Tellingly, viruses have no cells and there is an ongoing debate on whether they are alive or not. They obviously exist on one side of our conceptual threshold of life marked by the absence or presence of cell.

f) Trivia – The Mitochondria

Mitochondria have their own DNA and one of the hypotheses regarding their origin is that they used to be bacteria that entered into a symbiotic relationship with eukaryotic cells and were ultimately engulfed by them – this type of symbiosis is called endosymbiosis (“endo” means “within”).
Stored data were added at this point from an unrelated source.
PR #2111, opened 2023-05-02
Fix saving after undo

### LINKED ISSUE #1315: DoenetML editor doesn't communicate undos
If you undo an action in the DoenetML editor and then click Update, the viewer is ignoring the undo action.

jaltekruse:
The API we were listening to does not fire events for undo/redo. This updateListener does give us events for these, although it also gives events for other things like changing cursor position or the selection range with a click and drag. The docs claim computing "docChanged" is cheap, so it doesn't look like doing this should be problematic, but it is definitely unintuitive that undo/redo don't fire events for the other changeFilter API. Several events will fire for both of these handlers, like a regular typing event, but it shouldn't be a problem as the actual save is debounced anyway so we won't get extra events to the server.

Fixes #1315

### DIFF
--- a/cypress/e2e/DoenetML/tagSpecific/codeeditor.cy.js
+++ b/cypress/e2e/DoenetML/tagSpecific/codeeditor.cy.js
@@ -1407,12 +1407,21 @@ describe("Code Editor Tag Tests", function () {
 
       cy.log("Overwrite text");
 
-      cy.get(cesc("#\\/_codeeditor1") + " .cm-content").type(
-        "{control+a}<alert>Ovewritten!</alert>",
-        {
-          delay: 0,
-        },
-      );
+      if (Cypress.platform === "darwin") {
+        cy.get(cesc("#\\/_codeeditor1") + " .cm-content").type(
+          "{command+a}<alert>Ovewritten!</alert>",
+          {
+            delay: 0,
+          },
+        );
+      } else {
+        cy.get(cesc("#\\/_codeeditor1") + " .cm-content").type(
+          "{control+a}<alert>Ovewritten!</alert>",
+          {
+            delay: 0,
+          },
+        );
+      }
       cy.get(updateAnchor).click();
 
       cy.get(cesc2("#/_p1")).should("have.text", "<alert>Ovewritten!</alert>");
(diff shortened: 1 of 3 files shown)


src/Tools/_framework/CodeMirror.jsx
```diff
@@ -201,6 +201,11 @@ export default function CodeMirror({
       onBlurExtension,
       onFocusExtension,
       EditorState.changeFilter.of(changeFunc),
+      EditorView.updateListener.of(function (update) {
+        if (update.docChanged) {
+          onBeforeChange(update.state.sliceDoc());
+        }
+      }),
```
dqnykamp, line 208: I assume there are cases that changeFilter runs but not updateListener, so we need both.

Is there a reason you don't use the same changeFunc?  They look to be of the same, except for wrapping with useCallback.

dqnykamp (approved):
This is great!  I'm so glad to have this fixed.

I added a test for the `<codeEditor>` component, though I have a question for you about it.

src/Tools/_framework/CodeMirror.jsx
jaltekruse: I think earlier while I was working on it I assumed the interface for the events handled by updateListener and changeFilter would be different, but after trimming stuff away from examples for updateListener they did end up the same. I'll change it to just pass changeFunc.

cypress/e2e/DoenetML/tagSpecific/codeeditor.cy.js
```diff
@@ -1344,4 +1344,107 @@ describe("Code Editor Tag Tests", function () {
...
+        );
+      });
+
+      cy.get(cesc2("#/_p1")).should("have.text", "<p>Hello!</p>");
+      cy.get(contentAnchor).should("have.text", "Hello!");
+
+      cy.log("Overwrite text");
+
+      cy.get(cesc("#\\/_codeeditor1") + " .cm-content").type(
+        "{control+a}<alert>Ovewritten!</alert>",
```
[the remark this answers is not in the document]
jaltekruse: Yeah, it looks like the save key combo is implemented to fire on control+s and command+s on any platform. So I assume on linux your windows or "super" key would also work for saving. The system native events won't do this, I just tested select all and I need to do command+a on mac, even in codemirror, same for undo. Redo on mac is command+shift+z, I didn't add it to the test in part to avoid adding another 5 second delay, but it's not like it is too big of a deal, and I guess I could amend the test to do something like 2 separate additions to the text, fire two undos and one redo and then just have a single wait and reload to test that those type of events will trigger a save.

Mitochondria are not the only organelle with such a relationship and the chloroplasts involved in the photosynthesis within plant cells (as well as algae) also exhibit the same dynamic.

Intriguingly, because in most animals the mitochondria supplied by the male gamete during sexual reproduction is rapidly destroyed after fertilization, all the mitochondrial genetic information within human cells is inherited through the female gamete so that mitochondrial DNA can be traced back to a matrilineal most-recent-common-ancestor: the “Mitochondrial Eve”. This however doesn’t suggest she was the first “human”, only that there is an unbroken line between each of us and her – and this common ancestor is about mitochondria only. Trivia aside, this mode of inheritance comes in useful in evolutionary biology, in particular when building evolutionary trees.